I think you people search the word "fingers" on AT daily to look for these posts. Kinda creepy if you ask me.

The bow press police picture is hilarious.


----------



## archerynutt (Aug 27, 2003)

klemsontigers7 said:


> Sorry, but that's incorrect.


No that's a FACT.


----------



## reylamb (Feb 5, 2003)

omni press said:


> Well to my understanding that's not technically correct. If I understand the patent law a person can make their own fingers for a personal build. Just can't offer them for sale, legally.


It isn't technically legal to reproduce any patented item without permission of the patent holder, even for personal use......

Of course I don't know of any manufacturers that would go after individuals using items for personal use only.....


----------



## meatmissile (Oct 26, 2009)

archerynutt said:


> What is patent infringement?
> 
> Patent infringement is the act of making, using, selling, or offering to sell a patented invention, or importing into the United States a product covered by a claim of a patent without the permission of the patent owner. Further, you may be considered to infringe a patent if you import items into the United States that are made by a patented method, unless the item is materially changed by subsequent processes or becomes a trivial and nonessential component of another product. A person “infringes” a patent by practicing each element of a patent claim with respect to one of these acts. Further, actively encouraging others to infringe patents, or supplying or importing components of a patented invention, and related acts can also give rise to liability
> 
> http://www.uspto.gov/patents-maintaining-patent/patent-litigation/about-patent-infringement


Guess we need to go and arrest a buncha dang Chinese cause they making all kinds of stuff that were patented here in the USA..


----------



## omni press (May 16, 2007)

reylamb said:


> It isn't technically legal to reproduce any patented item without permission of the patent holder, even for personal use......
> 
> Of course I don't know of any manufacturers that would go after individuals using items for personal use only.....


Ok here's something I found online concerning this:

Re a Patented Item>
It actually depends on the product and how you make it.
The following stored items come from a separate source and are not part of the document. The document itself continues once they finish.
Issue #4253, opened 2017-05-01
directConnect not working with FF 52+ and Protractor 5.1.1 (unable to parse new session response)


heathkit:
Protractor 5.1.1 is using version 3.0.1 of the Selenium JS bindings. When using `directConnect: true` Protractor will control geckodriver directly. Unfortunately, this version of the JS bindings is no longer compatible with the latest geckodriver (See https://github.com/mozilla/geckodriver/issues/555 https://github.com/mozilla/geckodriver/issues/529 and https://github.com/SeleniumHQ/selenium/issues/3607).

The solution is to use selenium standalone when testing with Firefox. The latest version of the selenium standalone server is compatible with Protractor's selenium JS bindings and with geckodriver. You can update and launch the standalone server with

```
webdriver-manager update
webdriver-manager start
```

and set `seleniumAddress: http://localhost:4444`. For an example using selenium standalone, see [protractor cookbook](https://github.com/angular/protractor-cookbook/tree/master/protractor-javascript).

In the meantime, `directConnect: true` will not work with Firefox until the external issues are fixed and Protractor's selenium-webdriver version is updated.

heathkit:
There are various issues talking about Firefox that are somewhat out of date or confusing, so I thought I'd collect the latest info in a new issue.

Protractor 5.1.1 requires the latest Selenium 3 and only works with Firefox 52 or higher (you might be able to get Firefox < 47 working with `marionette: false`, I'm not sure). You need to use a selenium standalone server, `directConnect: true` will not work due to the above external issues. This is the case for geckodriver 0.15. Firefox 52, and Protractor 5.1.1, but may change with future versions.

Geckodriver is maturing and getting closer to the spec, so I'm betting directConnect will work again in future Protractor releases with updated selenium-webdriver JS bindings.

NickTomlin:
Thanks for collecting this; super helpful when dealing with issues that may have different symptoms but all reflect problems with FF

mleu:
Thanks also for collecting this. As far as I (naively) see there seem to be no relevant external bugs open anymore, so the "only" thing missing would Protractor updating it's Selenium JS Bindings to match the [requirements](https://github.com/mozilla/geckodriver#supported-clients) of geckodriver...?

heathkit:
[...]

PR #4264, opened 2017-05-05
chore(ci): Disable FF directConnect test temporarily to unblock CI

heathkit:
Disable Firefox directConnect test until #4253 is fixed.

### DIFF
--- a/spec/directConnectConf.js
+++ b/spec/directConnectConf.js
@@ -14,7 +14,9 @@ exports.config = {
     'browserName': 'firefox',
   }],
   */
-  browserName: 'chrome',
+  capabilities: {
+    browserName: 'chrome',
+  },
 
   baseUrl: env.baseUrl + '/ng1/',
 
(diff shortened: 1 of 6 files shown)


spec/directConnectConf.js
```diff
@@ -5,11 +5,16 @@ exports.config = {
...
+
+  // Disabled until https://github.com/angular/protractor/issues/4253 is resolved
+  /*
   multiCapabilities: [{
     'browserName': 'chrome'
   }, {
     'browserName': 'firefox',
   }],
+  */
+  browserName: 'chrome',
```
cnishina: `browserName` should be set in `capabilities`. This should not matter since chrome is the default value if no capabilities are set.
```
capabilities: {
  browserName: 'chrome'
}
```

heathkit: Hah, that shows you how often I write protractor configs...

Normally under 35 USC 271 it would be illegal to make, use, etc any patented item. However, under Subset G(1) the patent does not extend to any item when it is "materially changed by subsequent process".

To use your hammer example. If the hammer at the store was an all aluminum hammer with a designed head and you went home and made an all wooden hammer with a similiar head, your hammer would not infringe upon the patent because you have materially changed the original product. 

Also, think of it like a soda. Every wonder why there are so many that taste substantially similiar? It's because all I have to do is adjust one flavor component to differ my formula from yours. When dealing with a product, all you have to do is change it so that it can perform the same function but it doesn't look exactly like the original, or doesn't use the same construction material.


So is that why 92safari, Bow Time Machine, Apple Edge can all use "fingers" because they are materially different in form, but function the same? Or has Last Chance just not gotten around to suing them yet? Leonard?


----------



## omni press (May 16, 2007)

meatmissile said:


> Guess we need to go and arrest a buncha dang Chinese cause they making all kinds of stuff that were patented here in the USA..



U.S. Patents are only good within our shores I think I read. As long as they don't import them into the U.S. they can copy away?


----------



## omni press (May 16, 2007)

And just for added fun I am of the opinion that the EZ Green press came about because of similarly designed presses that were selling like hot cakes at the $400 price point prior to Last Chance receiving their patent. Then of course everyone received cease and desist greetings from Georgia.


----------



## archerynutt (Aug 27, 2003)

Just biding my time. I have sent more S&D letters than I wanted too, I can't believe anybody else would have done less. everybody on this sight knows I have two patents on this press. 7,597,094 - 7,644,708 

Treble damages -- Finally, a court may decide to award treble damages to a patentee, especially in cases of willful infringement. This refers to a financial award worth three times the amount of the actual financial losses suffered. This may seem excessively harsh, but the government imposes stiff penalties to discourage individuals or companies from using someone else's ideas in the first place.


----------



## reylamb (Feb 5, 2003)

omni press said:


> U.S. Patents are only good within our shores I think I read. As long as they don't import them into the U.S. they can copy away?


Unless an international patent is filed for, which is only recognized in some countries....of course China isn't in one of those countries.....

Now, if said products are imported into the US, a bunch of folks could be sued for patent violation......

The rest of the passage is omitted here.